Among the lines below, copy exactly those from the one with "Published as v4.19.8" through the one with "globals setImmediate:1 */", counting both ends.

──────── Records to use

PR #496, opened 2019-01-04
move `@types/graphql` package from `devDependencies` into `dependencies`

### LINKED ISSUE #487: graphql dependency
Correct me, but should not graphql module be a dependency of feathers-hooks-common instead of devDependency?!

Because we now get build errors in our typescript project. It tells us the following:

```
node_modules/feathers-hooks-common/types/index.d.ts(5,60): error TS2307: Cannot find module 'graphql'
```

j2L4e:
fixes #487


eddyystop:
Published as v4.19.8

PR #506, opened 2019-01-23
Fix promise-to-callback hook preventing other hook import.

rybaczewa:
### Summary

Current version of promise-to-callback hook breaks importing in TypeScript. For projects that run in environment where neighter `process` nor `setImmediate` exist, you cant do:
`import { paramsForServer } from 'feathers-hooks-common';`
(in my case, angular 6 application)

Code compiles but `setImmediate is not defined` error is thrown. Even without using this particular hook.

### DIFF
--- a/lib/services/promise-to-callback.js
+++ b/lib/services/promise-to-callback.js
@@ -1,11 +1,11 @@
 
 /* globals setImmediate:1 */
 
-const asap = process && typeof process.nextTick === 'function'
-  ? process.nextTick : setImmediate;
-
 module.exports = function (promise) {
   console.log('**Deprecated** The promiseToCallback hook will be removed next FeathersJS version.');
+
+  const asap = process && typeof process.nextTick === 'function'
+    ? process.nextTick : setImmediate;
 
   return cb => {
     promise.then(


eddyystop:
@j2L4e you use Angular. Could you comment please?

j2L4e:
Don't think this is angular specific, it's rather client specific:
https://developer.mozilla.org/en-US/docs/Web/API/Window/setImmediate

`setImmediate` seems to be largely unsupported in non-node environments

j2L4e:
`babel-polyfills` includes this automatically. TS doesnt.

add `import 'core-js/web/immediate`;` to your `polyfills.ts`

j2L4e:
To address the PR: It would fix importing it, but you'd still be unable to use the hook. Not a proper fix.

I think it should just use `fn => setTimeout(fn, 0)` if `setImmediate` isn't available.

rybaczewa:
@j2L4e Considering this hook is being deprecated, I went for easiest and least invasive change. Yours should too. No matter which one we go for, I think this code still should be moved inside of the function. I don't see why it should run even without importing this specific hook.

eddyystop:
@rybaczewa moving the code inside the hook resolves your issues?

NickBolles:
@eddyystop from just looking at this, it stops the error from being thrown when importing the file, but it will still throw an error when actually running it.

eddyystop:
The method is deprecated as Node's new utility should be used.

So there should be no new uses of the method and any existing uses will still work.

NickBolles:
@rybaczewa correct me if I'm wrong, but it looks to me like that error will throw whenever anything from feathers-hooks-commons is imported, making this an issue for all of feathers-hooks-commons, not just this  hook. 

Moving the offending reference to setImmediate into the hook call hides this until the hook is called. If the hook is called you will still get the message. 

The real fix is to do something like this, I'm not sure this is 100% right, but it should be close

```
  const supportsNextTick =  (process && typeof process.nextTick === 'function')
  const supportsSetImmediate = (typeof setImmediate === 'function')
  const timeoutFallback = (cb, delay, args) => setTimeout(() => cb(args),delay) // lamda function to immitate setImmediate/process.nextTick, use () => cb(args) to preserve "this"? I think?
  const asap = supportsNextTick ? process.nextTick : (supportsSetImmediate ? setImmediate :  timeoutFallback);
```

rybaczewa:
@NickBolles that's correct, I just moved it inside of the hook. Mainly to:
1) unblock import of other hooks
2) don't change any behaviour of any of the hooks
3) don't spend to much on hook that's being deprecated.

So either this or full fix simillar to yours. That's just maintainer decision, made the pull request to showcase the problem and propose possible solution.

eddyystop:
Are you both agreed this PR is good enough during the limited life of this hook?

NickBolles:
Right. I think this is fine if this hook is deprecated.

────────────────
──────── Records to use

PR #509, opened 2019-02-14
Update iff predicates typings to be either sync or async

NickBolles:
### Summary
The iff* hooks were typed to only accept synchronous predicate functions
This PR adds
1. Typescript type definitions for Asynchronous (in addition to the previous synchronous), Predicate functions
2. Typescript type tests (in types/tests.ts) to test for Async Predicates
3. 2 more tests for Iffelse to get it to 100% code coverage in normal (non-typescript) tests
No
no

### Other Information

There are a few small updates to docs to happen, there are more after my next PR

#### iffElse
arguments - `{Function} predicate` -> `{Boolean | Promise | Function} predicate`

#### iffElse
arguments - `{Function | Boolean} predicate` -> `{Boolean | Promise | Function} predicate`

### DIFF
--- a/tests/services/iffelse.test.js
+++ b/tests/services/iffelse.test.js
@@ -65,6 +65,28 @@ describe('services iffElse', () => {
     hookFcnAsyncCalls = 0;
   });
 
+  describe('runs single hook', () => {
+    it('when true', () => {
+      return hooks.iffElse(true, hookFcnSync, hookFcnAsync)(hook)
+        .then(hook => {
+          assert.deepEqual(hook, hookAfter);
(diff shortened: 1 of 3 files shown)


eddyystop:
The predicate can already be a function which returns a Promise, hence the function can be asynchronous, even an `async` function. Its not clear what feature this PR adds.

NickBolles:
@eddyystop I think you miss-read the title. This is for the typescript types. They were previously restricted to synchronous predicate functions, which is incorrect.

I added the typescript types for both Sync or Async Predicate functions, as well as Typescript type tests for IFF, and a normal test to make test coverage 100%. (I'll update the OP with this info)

────────────────

Exercise response:
Published as v4.19.8

PR #506, opened 2019-01-23
Fix promise-to-callback hook preventing other hook import.

rybaczewa:
### Summary

Current version of promise-to-callback hook breaks importing in TypeScript. For projects that run in environment where neighter `process` nor `setImmediate` exist, you cant do:
`import { paramsForServer } from 'feathers-hooks-common';`
(in my case, angular 6 application)

Code compiles but `setImmediate is not defined` error is thrown. Even without using this particular hook.

### DIFF
--- a/lib/services/promise-to-callback.js
+++ b/lib/services/promise-to-callback.js
@@ -1,11 +1,11 @@
 
 /* globals setImmediate:1 */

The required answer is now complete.